In some important flink data processing scenarios, it is necessary to implement Exactly Once data processing. Exactly Once means that when flink processes data, it can ensure that data is not lost and data is not repeated.

The entire flink processing link is roughly divided into three links: Source -> Transform -> Sink. Selecting the kafka component that supports message persistence and resetting the consumption site can ensure that the data on the Source side is processed accurately at one time. Relying on flink’s own checkpoint mechanism ensures that the data in the Transform stage is processed exactly once. This article discusses the use of kafka that supports transactions to achieve accurate one-time processing of data on the sink side.

Text

Based on flink1.13, use the officially provided FlinkKafkaProducer that writes to kafka. In order to implement Exactly Once semantics, the flink program requires the following related configurations

//Open checkpoint for flink job
env.enableCheckpointing(interval);

//FlinkKafkaProducer
Properties producerpros = new Properties();
producerpros.put(ProducerConfig.BOOTSTRAP_SERVERS_CONFIG, "xx:9092");
/*
* The transaction timeout time configured in Flink's Kafka connector transaction.timeout.ms defaults to 1 hour.
    The maximum transaction timeout configured by the Kafka cluster, transaction.max.timeout.ms, defaults to 15 minutes.
* Of these two timeouts, the former should be less than or equal to the latter.
* */
producerpros.put(ProducerConfig.TRANSACTION_TIMEOUT_CONFIG, 600000);

//Create flinkkafkaProducer
FlinkKafkaProducer flinkKafkaProducer = new FlinkKafkaProducer(
        "topic",
        new KafkaProducerSerializationSchema("topic"),
        producerpros,
        FlinkKafkaProducer.Semantic.EXACTLY_ONCE //EXACTLY_ONCE semantics
);

(1) Relevant configuration and checkpoint process of flink program

FlinkKafkaProducer indirectly implements the CheckpointedFunction and CheckpointListener interfaces by inheriting TwoPhaseCommitSinkFunction. This means that the Sink operator (FlinkKafkaProducer) is part of the overall checkpoint process of the job.

public class FlinkKafkaProducer<IN>
        extends TwoPhaseCommitSinkFunction<
                IN,
                FlinkKafkaProducer.KafkaTransactionState,
                FlinkKafkaProducer.KafkaTransactionContext> {...}
        
public abstract class TwoPhaseCommitSinkFunction<IN, TXN, CONTEXT> extends RichSinkFunction<IN>
        implements CheckpointedFunction, CheckpointListener {...}

We choose a simple flink processing process on the official website to view the checkpoint of the overall job.

Flink official website checkpoint case

(1.1)

JobManager coordinates each operator to do checkpoints and starts injecting barriers into the source operator. The source operator receives the barrier, takes a snapshot of its own state and saves it to the state backend, and passes the barrier downstream.

(1.2)

When the sink operator receives the barrier passed by the window operator, it begins to take a snapshot of its own state and submit it to the state backend.

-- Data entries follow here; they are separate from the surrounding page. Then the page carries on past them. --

PR #169, opened 2020-02-04
Update README.

taherv:
Document support for Google Anthos


taherv:
Some context on this PR.
In an upcoming announcement in Feb, Google will announce Pure as a Anthos partner. In that announcement, they want to link to some documentation provided by Pure that guides customers on how to install Pure's CSI driver.
I wanted to add this patch to update our install instructions, saying Anthos is now a supported platform by this helm chart.

Since the code to support Anthos has gone in, and our manual tests for Anthos are passing, this documentation can be safely updated. There's not much to documentation for Anthos, beyond just saying that it is supported, which is all that this patch is about.

Hope this helps reviewers.....

PR #181, opened 2020-02-27
Should the snapshotclass.yaml be moved?

2vcps:
The snapshotclass.yaml is not installed by default. If there is a reason for this, that is fine. I was using an application that needs access to the snapshotclass and was surprised this is a manual step. Moving the yaml to the templates folder should allow it to install automatically, if that is desired.


taherv:
I don't think it should be moved to be installed automatically. Reasons: 
a. It can void the warranty on some production k8s clusters, since the volumesnapshotclass CRD is alpha for some versions of k8s. 
b. Dont know the specifics but the alpha snapshot CRDs also have an upgrade problem since k8s 1.17. 
c. Also, it will break Anthos automated tests.

2vcps:
Thanks @taherv that makes sense now.

sdodsley:
I do think you closed this a little early.
There could have been some discussion on this. 
I am sure there are ways we could mitigate.
At the very least we need to write some documentation on the process to follow, although I'm sure we had this enabled by default at one point and I don't remember seeing it being disabled...

dsupure:
You need the `volumesnapshotclasses CRD` before you can install the `volumesnapshotclass`. The `volumesnapshotclasses CRD` is installed by the external snapshotter sidecar. The snapshot sidecar is in our csi-provisioner pod. This means you can only install the `volumesnapshotclass` after the csi-provisioner is installed. I tried to put the `snapshotclass.yaml` in the templates and it complained it could not find the `volumesnapshotclasses CRD`.  Helm doesn't provide the control of the order of installation. So we discussed to install it manually if you use helm. However, it will install it automatically if you use the CSI operator: 

https://github.com/purestorage/helm-charts/blob/master/operator-csi-plugin/install.sh#L466-L482

PR #182, opened 2020-02-27
Fix v1beta1 API version for the PSOPlugin CRD

dsupure:
The current operator installation breaks our pso driver.  This is because the `install.sh` script fails to generate the correct PSOPlugin object when using `apiextensions.k8s.io/v1` CRD API to create the `PSOPlugin CRD`. This fix rolls back to use ` apiextensions.k8s.io/v1beta1`.  

I've tested this PR using CI's functional tests on k8s 1.15 and 1.17 version. Both are tested fine.
Note that `apiextensions.k8s.io/v1beta1` is going to depreciate in 1.19 release.  For the future 1.19 release, we need to add `openAPIV3Schema` for strong typing validation of our parameters in the `values.yaml` file.

### DIFF
--- a/operator-csi-plugin/install.sh
+++ b/operator-csi-plugin/install.sh
@@ -105,34 +105,8 @@ fi
 # 2. Create CRD and wait until TIMEOUT seconds for the CRD to be established.
 counter=0
 TIMEOUT=10
-
-if [[ ${CRDAPIVERSION} == "apiextensions.k8s.io/v1" ]]; then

At this time, the snapshotState method in TwoPhaseCommitSinkFunction will be called.

 @Override
    public void snapshotState(FunctionSnapshotContext context) throws Exception {
        ...
    //checkpointId of this checkpoint
        long checkpointId = context.getCheckpointId();
        ...
    //Pre-submit the transaction where the data to be sinked this time is located
        preCommit(currentTransactionHolder.handle);
    //Put this transaction into the pending transaction
        pendingCommitTransactions.put(checkpointId, currentTransactionHolder);
        ...
    //Start a new transaction as currentTransaction to store the data of the next checkpoint
        currentTransactionHolder = beginTransactionInternal();
        ...
        state.clear();
    //Save currentTransaction/pendingCommitTransactions into the state
        state.add(
                new State<>(
                        this.currentTransactionHolder,
                        new ArrayList<>(pendingCommitTransactions.values()),
                        userContext));
    }

(1.3)

After the checkpoint of all operators is completed, the JobManager notifies all operators that the snapshot is successful.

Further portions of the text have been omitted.